Stored items
● ● ● ● ● ● ●

PR #1891, opened 2020-07-30
[v0.14.x] Allow dnsmasq to be backed by a local copy of CoreDNS

kfr2:
This commit allows the user to specify that dnsmasq should be backed by a pod-local copy of CoreDNS rather than relying on the global CoreDNS service. If enabled, the dnsmasq-node DaemonSet will be configured to use a local copy of CoreDNS for its resolution while setting the global CoreDNS service as a fallback. This is handy in situations where the number of DNS requests within a cluster grows large and causes resolution issues as dnsmasq reaches out to the global CoreDNS service.

Additionally, several values passed to dnsmasq are now configurable, including its `--cache-size` and `--dns-forward-max`.

See [this postmortem](https://github.com/zalando-incubator/kubernetes-on-aws/blob/dev/docs/postmortems/jan-2019-dns-outage.md) for an investigation into this situation which was instrumental in understanding issues we were facing. Many thanks to @dominicgunn for providing the manifests which I codified into this commit.

---

These features can be enabled and tuned by setting the following values within cluster.yaml:

```yaml
kubeDns:
  dnsmasq:
    coreDNSLocal:
      # When enabled, this will run a copy of CoreDNS within each DNS-masq pod and
      # configure the utility to use it for resolution.
      enabled: true

      # Defines the resource requests/limits for the coredns-local container.
      # cpu and/or memory constraints can be removed by setting the appropriate value(s)
      # to an empty string.
      resources:
        requests:
          cpu: 50m
          memory: 100Mi
        limits:
          cpu: 50m
          memory: 100Mi

    # The size of dnsmasq's cache.
    cacheSize: 50000

    # The maximum number of concurrent DNS queries.
    dnsForwardMax: 500

    # This option gives a default value for time-to-live (in seconds) which dnsmasq
    # uses to cache negative replies even in the absence of an SOA record.
    negTTL: 60
```

### DIFF
--- a/builtin/files/cluster.yaml.tmpl
+++ b/builtin/files/cluster.yaml.tmpl
@@ -1359,6 +1359,9 @@ kubeDns:
   # nodeLocalResolverOptions:
   # - --neg-ttl=10
   # - --no-ping
+  # When enabled, this will run a copy of CoreDNS within each DNS-masq pod and
+  # configure the utility to use it for resolution.
+  # coreDNSLocal: false
 
   # When enabled, will modify the TTL of the coredns service.
   # ttl: 30
@@ -1381,6 +1384,8 @@ kubeDns:
   #
   # This configuration is injected into the CoreDNS config map after the root
   # zone (".") and can be used to add configuration for additional zones.
+  # If corednsLocal has been enabled, this configuration will additionally be injected
+  # into its ConfigMap.
   # additionalZoneCoreDNSConfig: |
   #  global:53 {
   #      errors
--- a/builtin/files/cluster.yaml.tmpl
+++ b/builtin/files/cluster.yaml.tmpl
@@ -1359,9 +1359,13 @@ kubeDns:
   # nodeLocalResolverOptions:
   # - --neg-ttl=10
   # - --no-ping
-  # When enabled, this will run a copy of CoreDNS within each DNS-masq pod and
-  # configure the utility to use it for resolution.
-  # coreDNSLocal: false
+
+  # Settings for the dnsmasq-node DaemonSet which must be enabled by setting
+  # `kubeDns.nodeLocalResolver` to true.
+  dnsmasq:
+    # When enabled, this will run a copy of CoreDNS within each DNS-masq pod and
+    # configure the utility to use it for resolution.
+    coreDNSLocal: false
 
   # When enabled, will modify the TTL of the coredns service.
   # ttl: 30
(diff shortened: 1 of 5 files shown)


builtin/files/cluster.yaml.tmpl
```diff
@@ -1405,6 +1410,13 @@ kubeProxy:
 # It is enabled by default.
 #cloudFormationStreaming: true
 
+<<<<<<< Updated upstream
```
dominicgunn, line 1413: Can we fix this merge conflict?

builtin/files/userdata/cloud-config-controller
```diff
@@ -3969,6 +3969,85 @@ write_files:
...
+        apiVersion: v1
+        kind: ConfigMap
+        metadata:
+          name: coredns-local
+          namespace: kube-system
+          labels:
+            application: coredns
+        data:
+          Corefile: |
+            cluster.local:9254 {{ .PodCIDR }}:9254 {{ .ServiceCIDR }}:9254 {
```
dominicgunn, line 4026: Nice.

builtin/files/userdata/cloud-config-controller
```diff
@@ -1058,6 +1058,9 @@ write_files:
         "${mfdir}/kube-dns-de.yaml"
       {{- end }}
       {{ if .KubeDns.NodeLocalResolver -}}
+      {{ if .KubeDns.dnsmasq.CoreDNSLocal.Enabled -}}
+      deploy "${mfdir}/dnsmasq-node-coredns-local.yaml"
```
dominicgunn, line 1062: I know that `kube-aws` doesn't do a fantastic job of clean up, but seems like this one would be easy. Could we throw in a 

```
{{- else }}
      remove "${mfdir}/canal.yaml"
{{- end }}}
```

pkg/api/types.go
```diff
@@ -209,6 +209,23 @@ type IPVSMode struct {
 	MinSyncPeriod string `yaml:"minSyncPeriod"`
 }
 
+type CoreDNSLocalLimits struct {
```
dominicgunn, line 212: Could we use `ComputeResources` instead?

kfr2: Yep -- great idea!

builtin/files/userdata/cloud-config-controller
dominicgunn: Sorry, `remove "${mfdir}/dnsmasq-node-coredns-local.yaml"`

kfr2: 👍 Will do.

● ● ● ● ● ● ●

The first line of the entries, the line with "Additionally, several values", and every line between them should be retyped exactly, and nothing else.

## Your response
PR #1891, opened 2020-07-30
[v0.14.x] Allow dnsmasq to be backed by a local copy of CoreDNS

kfr2:
This commit allows the user to specify that dnsmasq should be backed by a pod-local copy of CoreDNS rather than relying on the global CoreDNS service. If enabled, the dnsmasq-node DaemonSet will be configured to use a local copy of CoreDNS for its resolution while setting the global CoreDNS service as a fallback. This is handy in situations where the number of DNS requests within a cluster grows large and causes resolution issues as dnsmasq reaches out to the global CoreDNS service.

Additionally, several values passed to dnsmasq are now configurable, including its `--cache-size` and `--dns-forward-max`.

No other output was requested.